Payment methods used
- Cryptocurrency
- Bank/wire transfer
- Gift cards
- Money transfer services
- Payment apps to 'friends & family'
Who is usually targeted
- High-net-worth individuals
- Experienced investors
- People who have responded to investment adverts
- Those who have previously been targeted by a financial scam
What to do immediately
- Do not send money and do not commit verbally while on the call
- Take the caller's full name, firm name, and any regulatory number they provide
- Independently search the firm on your financial regulator's register and warning list
- If you have already invested, report to your regulator and national fraud service immediately
- Contact your bank about any recent payments
- Do not engage with any follow-up calls from the same firm or associates
How to prevent it
- Never invest in response to an unsolicited cold call — hang up and research independently
- Verify any firm on your regulator's official register before sending money
- Search your regulator's warning list for the firm name before engaging
- Be especially cautious of pre-IPO, exclusive-access, or time-limited pitches
- Take independent advice from a regulated adviser before investing significant sums
- Tell the caller you need time and observe whether they respect that — high pressure is a red flag
- Register with a telephone preference service to reduce cold call volume
Evidence to preserve
- The phone number the call came from and the caller's name and title
- All written communications — emails, brochures, contracts, certificates
- Payment records and bank transfer details
- The firm's website URL and any registration numbers quoted
- Notes on each call — dates, times, content, and the names of anyone you spoke to
Where to report it
- Action Fraud (UK) — UK national fraud & cybercrime reporting centre
- FTC ReportFraud (US) — US Federal Trade Commission fraud reports
- FBI IC3 (US) — US Internet Crime Complaint Center
- Scamwatch (Australia) — Australian competition & consumer reporting
- Your bank's fraud line — Use the number on the back of your card or in your banking app — never a number the caller gives you
- FCA ScamSmart / Warning List (UK) — Report boiler room calls and check the warning list
Always verify reporting routes and emergency contacts on the official government or agency website for your country.
Frequently asked questions
Are boiler rooms always based abroad?
Not necessarily. While some operate from overseas, many boiler rooms have operated domestically. Location does not change the fraud — the same verification steps apply regardless of where the firm claims to be based.

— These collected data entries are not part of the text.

Issue #1586, opened 2025-02-19
Support async send requests


zyguan:
Currently, the KV client only provides synchronous API for sending requests. If a query needs to issue multiple requests concurrently, it inevitably has to create a new goroutine for each concurrent procedure. A typical scenario is batch-get, which groups keys into batches based on regions. When the number of batches exceeds one, a worker goroutine is created for each batch to send KV requests.

We aim to reduce the number of goroutines while still allowing requests to be issued concurrently as before. To achieve this, we need to introduce async API. In fact, the internal batch client processes requests and responses asynchronously through *send loop* and *recv loop*. It's not difficult to implement an async method for `RPCClient`, but rewriting upper layer in an async way require a significant amount of work. This issue tries to describe the brief work plan, it's also used to track related PRs.

Here is the related task breakdown

- Define and implement core interfaces (eg. executor, callback) that will be used in async API.
  - https://github.com/tikv/client-go/pull/1591
- Implement `SendRequestAsync` for `RPCClient` and its upper wrappers (eg. [collapse client](https://github.com/tikv/client-go/blob/master/internal/client/client_collapse.go), [interceptor client](https://github.com/tikv/client-go/blob/master/internal/client/client_interceptor.go)).
  - https://github.com/tikv/client-go/pull/1604
  - https://github.com/tikv/client-go/pull/1664
  - https://github.com/tikv/client-go/pull/1735
- Refactor `RegionRequestSender` to maximize code reuse when implementing the asynchronous interface.
  - https://github.com/tikv/client-go/pull/1565
- Implement `SendReqAsync` for `RegionRequestSender`.
  - https://github.com/tikv/client-go/pull/1618
- Refactor batch-get related methods in `KVSnapshot` and allow batch-get to execute asynchronously.
  - https://github.com/tikv/client-go/pull/1646

Bugfixes:
- https://github.com/tikv/client-go/pull/1747
- https://github.com/tikv/client-go/pull/1683
- https://github.com/tikv/client-go/pull/1711

PR #1591, opened 2025-02-25
util: define and implement core interfaces for async api

zyguan:
ref #1586

### DIFF
--- a/util/async/core.go
+++ b/util/async/core.go
@@ -1,0 +1,83 @@
+// Copyright 2025 TiKV Authors
+//
+// Licensed under the Apache License, Version 2.0 (the "License");
+// you may not use this file except in compliance with the License.
+// You may obtain a copy of the License at
+//
+//     http://www.apache.org/licenses/LICENSE-2.0
+//
+// Unless required by applicable law or agreed to in writing, software
+// distributed under the License is distributed on an "AS IS" BASIS,
+// WITHOUT WARRANTIES OR CONDITIONS OF ANY KIND, either express or implied.
+// See the License for the specific language governing permissions and
+// limitations under the License.
+
+package async
+
+import (
+	"sync"
+)
+
+// Pool is an interface for goroutine pool.
+type Pool interface {
+	// Go submits a function to the goroutine pool.
+	Go(f func())
+}
+
+// Executor is an interface that can append functions to be executed asynchronously.
+type Executor interface {
+	Pool
+	// Append adds functions to the executor. It should be safe to call Append concurrently.
+	Append(fs ...func())
+}
+
+// Callback defines a callback function that can be invoked immediately or later.
+type Callback[T any] interface {
+	// Executor returns the executor that the callback uses.
+	Executor() Executor
+	// Inject adds a deferred action that will be invoked before the callback.
+	Inject(g func(T, error) (T, error))
+	// Invoke invokes the callback immediately in current goroutine.
+	Invoke(val T, err error)
+	// Schedule schedules the callback to be invoked later, it's typically called in other goroutines.
+	Schedule(val T, err error)
+}
+
+// NewCallback creates a new callback function.
+func NewCallback[T any](e Executor, f func(T, error)) Callback[T] {
+	return &callback[T]{e: e, f: f}
+}
+
+type callback[T any] struct {
+	once sync.Once
+	e    Executor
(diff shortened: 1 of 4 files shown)


util/async/runloop.go
```diff
@@ -0,0 +1,158 @@
...
+// the other goroutine to wake it up later, or the context will be canceled finally to break the waiting. Exec should
+// only be called by one goroutine.
+func (l *RunLoop) Exec(ctx context.Context) (int, error) {
+	for {
+		l.lock.Lock()
+		if l.state != StateIdle {
+			l.lock.Unlock()
+			return 0, errors.New("runloop: already executing")
+		}
+		// assert l.state == stateIdle
```
cfzjywxk, line 107: Could be removed.

util/async/runloop.go
```diff
@@ -0,0 +1,158 @@
...
+				l.lock.Lock()
+				// move remaining running tasks to runnable
+				l.running = append(l.running[:0], l.running[i:]...)
+				l.running = append(l.running, l.runnable...)
+				l.running, l.runnable = l.runnable, l.running
+				l.state = StateIdle // running -> idle
+				l.lock.Unlock()
+				return count, ctx.Err()
+			default:
+				f()
```
cfzjywxk, line 145: How about passing the `ctx` to `f()` so it could be terminated? Timeout cancel may be needed.

util/async/runloop_test.go
```diff
@@ -0,0 +1,161 @@
...
+func TestGo(t *testing.T) {
+	l := NewRunLoop()
+	n := uint32(0)
+
+	// Go works when pool is nil (by default)
+	require.Nil(t, l.Pool)
+	l.Go(func() { atomic.StoreUint32(&n, 1) })
+	require.Eventually(t, func() bool { return atomic.LoadUint32(&n) == 1 }, time.Second, time.Millisecond)
+
+	// use a customized pool
```
cfzjywxk, line 36:
```suggestion
	// Use a customized pool
```

util/async/core.go
```diff
@@ -0,0 +1,83 @@
...
+// NewCallback creates a new callback function.
+func NewCallback[T any](e Executor, f func(T, error)) Callback[T] {
+	return &callback[T]{e: e, f: f}
+}
+
+type callback[T any] struct {
+	once sync.Once
+	e    Executor
+	f    func(T, error)
+	gs   []func(T, error) (T, error)
```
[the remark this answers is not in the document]
zyguan: `f` and `g` are common function names (in mathematics), and `gs` stands for a list of `g` (a common naming convention in FP).

util/async/runloop.go
zyguan: I leave this comment on purpose. It's not a runnable code in golang, just reminds us that the state should be idle in the following code.

util/async/runloop.go
zyguan: I prefer keeping it simple, if `f` here accepts a `ctx` as an arg, then `Callback` functions (`cb.f`, `cb.gs` and `call` related methods) should accept a `ctx` as well.

In fact, `ctx` is typically referenced in the `cb.f`. eg.
```go
func sendAll(ctx, reqs) {
  completed := 0
  e := NewExecutor(...)
  for req in reqs {
    cb := NewCallback(e, func(resp, err) {
      handleResponse(ctx, resp, err)
      completed++
    }
    cli.asyncSend(ctx, req, cb)
  }
  for completed < len(reqs) {
    e.Exec()
  }
}
```

cfzjywxk (approved):

ekexium (commented):
Generally LGTM. Just a few questions
1. What is the expected scope of a RunLoop? Is it one per TiDB instance?
2. Do we need to consider the behavior when shutting down? Do we need to drop or finish the pending tasks?

zyguan:
> 1. What is the expected scope of a RunLoop? Is it one per TiDB instance?

The scope shall be small, typically one per query/txn-cmd, [here] is an example.

> 2. Do we need to consider the behavior when shutting down? Do we need to drop or finish the pending tasks?

Yes, but it depends on the caller, RunLoop itself cannot perceive the business logic. Eg. when we send multiple requests, we can either collect all errors, or just return the first error (drop the rest).

ekexium (approved):

PR #1594, opened 2025-02-26
(tidb-7.5) Validate ts only for stale read

ekexium:
ref pingcap/tidb#59402
Only validate read ts for stale read and those who set `tidb_snapshot`


oracle/oracles/pd_test.go
```diff
@@ -237,56 +237,6 @@ func TestAdaptiveUpdateTSInterval(t *testing.T) {
 	assert.Equal(t, adaptiveUpdateTSIntervalStateNormal, o.adaptiveUpdateIntervalState.state)
 }
 
-func TestValidateReadTS(t *testing.T) {
```
MyonKeminta, line 240: Just noticed that this test seems can be added back

cfzjywxk (approved):

MyonKeminta (approved):

PR #1600, opened 2025-02-27
Add a retry when getting ts from PD for validating read ts

MyonKeminta:
This PR adds a retry to `ValidateReadTS` to avoid a false-positive when the checked ts comes from a different source other than the current pdOracle. This can happen in some non-TiDB caller (e.g. BR, lightning).

The `ValidateReadTS` function may use `getCurrentTSForValidation` to get a ts, which internally uses a singleflight. So it's possible that a later call to `ValidateReadTS` reuses an older on-the-way single flight and returns an older ts. If the ts to be checked comes from outside the current `pdOralce` (so that it's not cached by the low resolution ts), it may cause false positive.

The solution is to add a  retry: when `ValidateReadTS` check failed with a ts returned by `getCurrentTSForValidation`, try it one more time. So when the second call to `getCurrentTSForValidation` must uses a later-started singleflight, inwhich the `GetTS` RPC to PD is strictly later than the call. If the given ts is valid, it can be guaranteed by PD's TSO's monotonicity that the second ts returned by `getCurrentTSForValidation` must be greater than the given ts.

Ref: https://github.com/pingcap/tidb/issues/59758 , this PR can avoid this problem in master branch where the validation to read ts takes effect to all read.

### DIFF
--- a/oracle/oracles/pd.go
+++ b/oracle/oracles/pd.go
@@ -47,6 +47,7 @@ import (
 	"github.com/tikv/client-go/v2/internal/logutil"
 	"github.com/tikv/client-go/v2/metrics"
 	"github.com/tikv/client-go/v2/oracle"
+	"github.com/tikv/client-go/v2/util"
 	pd "github.com/tikv/pd/client"
 	"github.com/tikv/pd/client/clients/tso"
 	"go.uber.org/zap"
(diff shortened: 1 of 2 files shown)


cfzjywxk (approved):
LGTM for working around the BR/Lightning compatible issue

ekexium (approved):

PR #1612, opened 2025-03-13
support redact key in logs

tangenta:
Ref https://github.com/pingcap/tidb/issues/59279

This PR checks `RedactLogEnabled` in `"github.com/pingcap/errors"` to determine whether to redact the keys in logs.


ekexium (commented):
Can we also search and replace usages of `hex.EncodeToString`?

ekexium (approved):

tangenta:
Manual test:

```
2025/03/14 17:00:59.062 +08:00] [INFO] [split_region.go:85] ["split batch regions request"] ["split key count"=1] ["batch count"=1] ["first batch, region ID"=24] ["first split key"=?]
[2025/03/14 17:00:59.073 +08:00] [INFO] [split_region.go:187] ["batch split regions complete"] ["batch region ID"=24] ["first at"=?] ["first new region left"="{Id:134 StartKey:? EndKey:? RegionEpoch:{ConfVer:1 Version:67} Peers:[id:135 store_id:1 ] EncryptionMeta:<nil> IsInFlashback:false FlashbackStartTs:0}"] ["new region count"=1]
```

util/redact/redact.go
```diff
@@ -0,0 +1,76 @@
...
+)
+
+// RedactLogEnabled defines whether the arguments of Error need to be redacted.
+var RedactLogEnabled atomic.String
+
+const (
+	RedactLogEnable  string = "ON"
+	RedactLogDisable string = "OFF"
+	RedactLogMarker  string = "MARKER"
+)
```
D3Hunter, line 17: this repo also include `pingcap/error` can we reuse them?

util/redact/redact.go
```diff
@@ -0,0 +1,76 @@
...
+// KeyBytes receives a key return omitted information if redact log enabled
+func KeyBytes(key []byte) []byte {
+	if NeedRedact() {
+		return []byte{'?'}
+	}
+	return ToUpperASCIIInplace(EncodeToString(key))
+}
+
+// String converts slice of bytes to string without copy.
+func String(b []byte) (s string) {
```
D3Hunter, line 42: maybe move them to `pingcap/errors`

util/redact/redact.go
tangenta: I think the global variable cannot be reused if the `pingcap/error` is different. Let me reuse the constants.

D3Hunter: do you mean there be 2 different global variables?

go will choose only one larger version of pingcap/errors` when compile, so it should be only one

tangenta: For example, let's define "→" as "depends on":

```
A → B
B → C (v1, with variable c1)
A → C (v2, removed c1, add variable c2)
```

Do you mean only v2 is used? How about the access to `c1`?

D3Hunter: see https://go.dev/ref/mod#minimal-version-selection

D3Hunter: depends on the usage, it might report error on compile in your case

util/redact/redact.go
tangenta: https://github.com/pingcap/errors/pull/75

util/redact/redact.go
tangenta: https://github.com/pingcap/errors/pull/75

you06 (commented):
There can be some error messages contain raw key like. `keyErr.String()` will cast the `KeyError` into string, which may contais key info.
 
https://github.com/tikv/client-go/blob/9e7da793ff00acb881a70cb8fd9e23520839607d/error/error.go#L336
https://github.com/tikv/client-go/blob/9e7da793ff00acb881a70cb8fd9e23520839607d/txnkv/txnsnapshot/snapshot.go#L813

A missing redact

https://github.com/tikv/client-go/blob/9e7da793ff00acb881a70cb8fd9e23520839607d/txnkv/transaction/2pc.go#L489

you06 (approved):
LGTM, need to update `integration_tests/go.mod`.

PR #1618, opened 2025-03-21
locate: implement SendReqAsync for RegionRequestSender

zyguan:
ref #1586


cfzjywxk:
@lcwangchao @tiancaiamao 
PTAL if you have time

internal/locate/region_request.go
```diff
@@ -1063,6 +1204,135 @@ func (s *sendReqState) send(bo *retry.Backoffer, req *tikvrpc.Request, timeout t
...
+}
+
+// toResponesExt converts the state to a ResponseExt .
+func (s *sendReqState) toResponesExt() (*tikvrpc.ResponseExt, error) {
+	if s.vars.err != nil {
+		return nil, s.vars.err
+	}
+	if s.vars.resp == nil {
+		return nil, errors.New("invalid state: response is nil")
+	}
```
cfzjywxk, line 1328: Should we also assert `s.vars.regionErr == nil` here?

zyguan: No, `toResponseExt` might be called with `.vars.regionErr` when the region error cannot be resolved by retry.

cfzjywxk (approved):
LGTM

you06 (approved):

PR #1619, opened 2025-03-24
enable ts validation for normal read

ekexium:
Enable the check on the master branch


cfzjywxk (approved):

zyguan (commented):
Should we introduce an "escape route" in case users encounter related issues after upgrading to the new version?

cfzjywxk:
> Should we introduce an "escape route" in case users encounter related issues after upgrading to the new version?

Currently, it is enabled experimentally on the master branch, and it may be reverted if any issues arise. 
Based on previous lessons, it is crucial to avoid false positive in production environments, as even with workarounds, they have already caused service unavailability.

The challendge is it's difficult to verify no false positive would happen.

zyguan:
> > Should we introduce an "escape route" in case users encounter related issues after upgrading to the new version?
> 
> Currently, it is enabled experimentally on the master branch, and it may be reverted if any issues arise. Based on previous lessons, it is crucial to avoid false positive in production environments, as even with workarounds, they have already caused service unavailability.
> 
> The challendge is it's difficult to verify no false positive would happen.

I known it's difficult to verify no false positive would happen. What if there is an unfound false positive which causes service unavailability in the customer‘s production environment?
- if there is no "escape route", we have to urgently release a version with the bug fix.
- if there is a switch to disable the validation, we only need to inform the customer to disable this feature.

IMO, an even better approach is to keep this feature disabled by default for upgraded clusters.

cfzjywxk:
Makes sense,  it is still needed to introduce the relevant configuration option or system variable, and as @zyguan  mentioned, it should only take effect for newly created clusters. Perhaps this is the safest way to enable the check.

oracle/oracles/pd.go
```diff
@@ -672,12 +672,6 @@ func (o *pdOracle) ValidateReadTS(ctx context.Context, readTS uint64, isStaleRea
 		return errors.Errorf("MaxInt64 <= readTS < MaxUint64, readTS=%v", readTS)
 	}
 
-	// only check stale reads and reads using `tidb_snapshot`
-	forTidbSnapshot := ctx.Value(ValidateReadTSForTidbSnapshot{}) != nil
```
you06, line 676: Shall we also remove the definition of `ValidateReadTSForTidbSnapshot`?

ekexium:
If we add a switch to this, what should be the behvaior when the switch is off? Skip all checks or still check stale reads?

oracle/oracles/pd.go
ekexium: I prefer not to remove it for now. We may need to check stale reads, e.g. after we add a switch to control checks for leader read.

you06:
> If we add a switch to this, what should be the behvaior when the switch is off? Skip all checks or still check stale reads?

I prefer skipping checks than logging the violations. Because the logs may be ignored, and too many logs can be another serious issue.

cfzjywxk:
> > If we add a switch to this, what should be the behvaior when the switch is off? Skip all checks or still check stale reads?
> 
> I prefer skipping checks than logging the violations. Because the logs may be ignored, and too many logs can be another serious issue.

The `stale read` check is already enabled in the LTS version with error logging, the behaviour of the new switch needs some considerations. Disabling for all is a more common approach.

zyguan (approved):

cfzjywxk (approved):

PR #1620, opened 2025-03-27
Refine pessimistic lock related metrics and stats

yibin87:
This PR mainly forcus to replace some existing perssimistic stats with lockCtx.Stats struct, and move the TiKVPessimisticLockKeysDuration metric to tidb side, since the final merged lockCtx.Stats will be ready in tidb side.
Using lockCtx.Stats to replace existing LockKeys_Duration stats have several advantages:

1. Won't miss any lock time when the lock is not successfully accquired at last.
2. Don't rely on the Waited flag to record lock time
3. No need to keep similar stats in lockCtx and lockCtx.Stats

### DIFF
--- a/kv/kv.go
+++ b/kv/kv.go
@@ -61,9 +61,6 @@ type LockCtx struct {
 	ForUpdateTS             uint64
 	lockWaitTime            *lockWaitTimeInMs
 	WaitStartTime           time.Time
-	PessimisticLockWaited   *int32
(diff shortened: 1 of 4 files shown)


zyguan (approved):

cfzjywxk (approved):

cfzjywxk:
@yibin87 We could continue with the TiDB PR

Can I verify a pre-IPO investment opportunity?
A genuine company preparing for an IPO will have verifiable public filings, identifiable management with online track records, legal advisers, and auditors. If none of this exists independently, the opportunity is not genuine.
I have shares in a worthless company from a boiler room. What do I do?
Report to your financial regulator and national fraud service. Be extremely wary of any follow-up call offering to help you sell or recover the value of the shares — this is almost always a second fraud (a recovery scam) targeting the same victims.
Why do boiler rooms target experienced investors?
Experienced investors have money, are comfortable with investment concepts, and are less likely to immediately dismiss a financial pitch. They are also sometimes on lists compiled from previous investment activity or financial services interactions.
Is cold calling about investments always illegal?
Rules vary by jurisdiction. In the UK, unsolicited direct marketing about certain investments is heavily restricted. Regardless of legality, an unsolicited investment call warrants independent verification before any action is taken.
What should I say if I want to end the call without confrontation?
You can simply say you do not take investment decisions by phone and you will contact the firm independently if interested. You do not owe a caller an explanation — hang up if necessary. There is no obligation to stay on the line.